## [Task instructions]
Within the records below, reproduce without change the lines from the line that has "we'd missed before" through the line that has "to [Semantic Versioning](https://semver.org/spec/v2.0.0", and only those.

## [Data to process]
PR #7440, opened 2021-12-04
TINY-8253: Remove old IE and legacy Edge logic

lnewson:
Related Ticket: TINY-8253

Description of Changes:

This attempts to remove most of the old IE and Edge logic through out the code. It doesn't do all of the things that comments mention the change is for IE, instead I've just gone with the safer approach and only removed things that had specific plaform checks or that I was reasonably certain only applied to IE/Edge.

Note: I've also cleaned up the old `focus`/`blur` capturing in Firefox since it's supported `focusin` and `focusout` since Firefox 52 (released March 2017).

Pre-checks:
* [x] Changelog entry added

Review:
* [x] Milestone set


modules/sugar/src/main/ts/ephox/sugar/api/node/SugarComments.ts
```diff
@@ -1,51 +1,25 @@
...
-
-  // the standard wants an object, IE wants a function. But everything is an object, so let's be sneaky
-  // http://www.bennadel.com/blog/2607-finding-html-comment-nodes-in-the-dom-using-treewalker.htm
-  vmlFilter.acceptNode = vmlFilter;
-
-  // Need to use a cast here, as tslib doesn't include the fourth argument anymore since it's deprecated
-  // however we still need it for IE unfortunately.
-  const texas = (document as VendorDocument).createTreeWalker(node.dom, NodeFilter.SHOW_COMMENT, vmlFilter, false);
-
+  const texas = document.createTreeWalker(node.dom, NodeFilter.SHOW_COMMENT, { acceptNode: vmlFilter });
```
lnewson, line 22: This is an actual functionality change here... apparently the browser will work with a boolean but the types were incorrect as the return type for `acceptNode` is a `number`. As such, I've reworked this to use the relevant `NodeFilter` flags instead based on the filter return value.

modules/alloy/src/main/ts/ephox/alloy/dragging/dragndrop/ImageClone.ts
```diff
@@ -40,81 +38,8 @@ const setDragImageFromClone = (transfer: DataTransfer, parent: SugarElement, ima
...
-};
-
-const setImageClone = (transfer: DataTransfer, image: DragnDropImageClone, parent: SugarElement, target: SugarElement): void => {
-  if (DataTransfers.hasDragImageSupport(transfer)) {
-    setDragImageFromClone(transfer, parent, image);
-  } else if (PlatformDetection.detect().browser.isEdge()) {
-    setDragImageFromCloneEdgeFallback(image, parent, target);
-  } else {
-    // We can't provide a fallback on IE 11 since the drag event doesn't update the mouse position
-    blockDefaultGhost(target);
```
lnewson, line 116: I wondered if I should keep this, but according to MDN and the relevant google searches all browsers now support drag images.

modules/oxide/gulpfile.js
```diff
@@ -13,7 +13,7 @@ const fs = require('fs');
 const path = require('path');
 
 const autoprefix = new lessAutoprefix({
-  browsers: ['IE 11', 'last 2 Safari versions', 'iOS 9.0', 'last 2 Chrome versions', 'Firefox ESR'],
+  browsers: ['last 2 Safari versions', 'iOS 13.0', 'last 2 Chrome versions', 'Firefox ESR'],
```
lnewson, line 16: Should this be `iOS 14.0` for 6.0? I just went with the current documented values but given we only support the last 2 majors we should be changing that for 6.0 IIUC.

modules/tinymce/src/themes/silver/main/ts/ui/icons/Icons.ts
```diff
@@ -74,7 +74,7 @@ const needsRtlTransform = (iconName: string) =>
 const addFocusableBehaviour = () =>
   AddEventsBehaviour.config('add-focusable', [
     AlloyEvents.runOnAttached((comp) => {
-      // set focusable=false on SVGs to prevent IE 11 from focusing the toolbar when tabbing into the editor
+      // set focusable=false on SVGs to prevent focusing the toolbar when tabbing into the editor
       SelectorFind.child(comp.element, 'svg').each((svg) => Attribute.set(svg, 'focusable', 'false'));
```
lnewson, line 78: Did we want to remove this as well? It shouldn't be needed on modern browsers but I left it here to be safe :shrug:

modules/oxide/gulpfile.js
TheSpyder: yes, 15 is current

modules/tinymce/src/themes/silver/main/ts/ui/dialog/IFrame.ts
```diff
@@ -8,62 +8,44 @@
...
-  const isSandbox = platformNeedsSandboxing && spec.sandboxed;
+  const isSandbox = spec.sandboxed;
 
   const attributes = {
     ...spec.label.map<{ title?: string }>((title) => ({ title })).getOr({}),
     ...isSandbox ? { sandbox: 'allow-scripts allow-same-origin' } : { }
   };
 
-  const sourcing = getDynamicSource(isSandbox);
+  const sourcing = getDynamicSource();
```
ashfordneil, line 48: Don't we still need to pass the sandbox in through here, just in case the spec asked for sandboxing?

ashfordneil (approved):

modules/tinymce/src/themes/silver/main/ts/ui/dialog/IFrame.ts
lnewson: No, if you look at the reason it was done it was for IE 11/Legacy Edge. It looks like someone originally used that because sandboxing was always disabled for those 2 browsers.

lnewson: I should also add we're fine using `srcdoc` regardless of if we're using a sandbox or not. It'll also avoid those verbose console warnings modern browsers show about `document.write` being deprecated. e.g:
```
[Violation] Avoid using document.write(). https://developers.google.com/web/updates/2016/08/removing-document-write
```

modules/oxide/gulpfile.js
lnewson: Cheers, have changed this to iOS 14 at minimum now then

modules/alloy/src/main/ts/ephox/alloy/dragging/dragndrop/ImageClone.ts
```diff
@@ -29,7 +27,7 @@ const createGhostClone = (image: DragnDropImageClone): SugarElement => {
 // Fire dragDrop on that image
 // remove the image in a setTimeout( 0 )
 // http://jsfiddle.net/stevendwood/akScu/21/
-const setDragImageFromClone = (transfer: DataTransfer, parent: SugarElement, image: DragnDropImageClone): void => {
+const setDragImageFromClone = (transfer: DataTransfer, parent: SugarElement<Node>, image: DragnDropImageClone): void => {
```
---
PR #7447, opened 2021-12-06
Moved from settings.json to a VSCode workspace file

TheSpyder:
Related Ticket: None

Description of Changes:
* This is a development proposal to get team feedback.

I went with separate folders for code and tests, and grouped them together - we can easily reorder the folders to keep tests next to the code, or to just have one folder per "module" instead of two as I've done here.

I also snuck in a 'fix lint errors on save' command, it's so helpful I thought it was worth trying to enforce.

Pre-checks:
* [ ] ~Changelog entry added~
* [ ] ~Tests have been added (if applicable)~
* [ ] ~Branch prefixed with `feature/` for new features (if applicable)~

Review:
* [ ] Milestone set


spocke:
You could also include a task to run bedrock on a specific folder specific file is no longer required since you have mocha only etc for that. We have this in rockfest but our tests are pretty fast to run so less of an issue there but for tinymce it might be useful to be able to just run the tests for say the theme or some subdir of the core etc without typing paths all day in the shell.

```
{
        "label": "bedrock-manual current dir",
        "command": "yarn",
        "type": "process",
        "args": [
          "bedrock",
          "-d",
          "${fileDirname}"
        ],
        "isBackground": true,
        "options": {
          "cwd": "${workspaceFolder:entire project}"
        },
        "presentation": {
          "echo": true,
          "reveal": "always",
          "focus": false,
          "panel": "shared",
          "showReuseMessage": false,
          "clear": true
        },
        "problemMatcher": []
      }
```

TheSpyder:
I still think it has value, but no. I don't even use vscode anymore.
* * *
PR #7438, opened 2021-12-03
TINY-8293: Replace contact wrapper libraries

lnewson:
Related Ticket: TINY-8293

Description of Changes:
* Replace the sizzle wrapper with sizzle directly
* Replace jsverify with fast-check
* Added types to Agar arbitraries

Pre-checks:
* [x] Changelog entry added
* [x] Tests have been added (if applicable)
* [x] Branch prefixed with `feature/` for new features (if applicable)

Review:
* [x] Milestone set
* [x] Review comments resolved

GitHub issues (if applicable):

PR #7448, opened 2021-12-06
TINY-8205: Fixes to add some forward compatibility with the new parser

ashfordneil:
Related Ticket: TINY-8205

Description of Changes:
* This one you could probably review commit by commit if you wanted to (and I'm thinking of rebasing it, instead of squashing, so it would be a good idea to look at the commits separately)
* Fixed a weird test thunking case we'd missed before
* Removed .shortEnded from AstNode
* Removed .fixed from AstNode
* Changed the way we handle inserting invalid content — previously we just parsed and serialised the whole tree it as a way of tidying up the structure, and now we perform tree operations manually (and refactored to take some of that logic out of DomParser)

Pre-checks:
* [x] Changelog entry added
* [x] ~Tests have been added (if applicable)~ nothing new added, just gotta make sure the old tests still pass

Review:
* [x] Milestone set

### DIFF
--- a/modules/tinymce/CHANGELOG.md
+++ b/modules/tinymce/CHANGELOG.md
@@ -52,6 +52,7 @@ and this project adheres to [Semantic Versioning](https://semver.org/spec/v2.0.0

## [Response area]
* Fixed a weird test thunking case we'd missed before
* Removed .shortEnded from AstNode
* Removed .fixed from AstNode
* Changed the way we handle inserting invalid content — previously we just parsed and serialised the whole tree it as a way of tidying up the structure, and now we perform tree operations manually (and refactored to take some of that logic out of DomParser)

Pre-checks:
* [x] Changelog entry added
* [x] ~Tests have been added (if applicable)~ nothing new added, just gotta make sure the old tests still pass

Review:
* [x] Milestone set

### DIFF
--- a/modules/tinymce/CHANGELOG.md
+++ b/modules/tinymce/CHANGELOG.md
@@ -52,6 +52,7 @@ and this project adheres to [Semantic Versioning](https://semver.org/spec/v2.0.0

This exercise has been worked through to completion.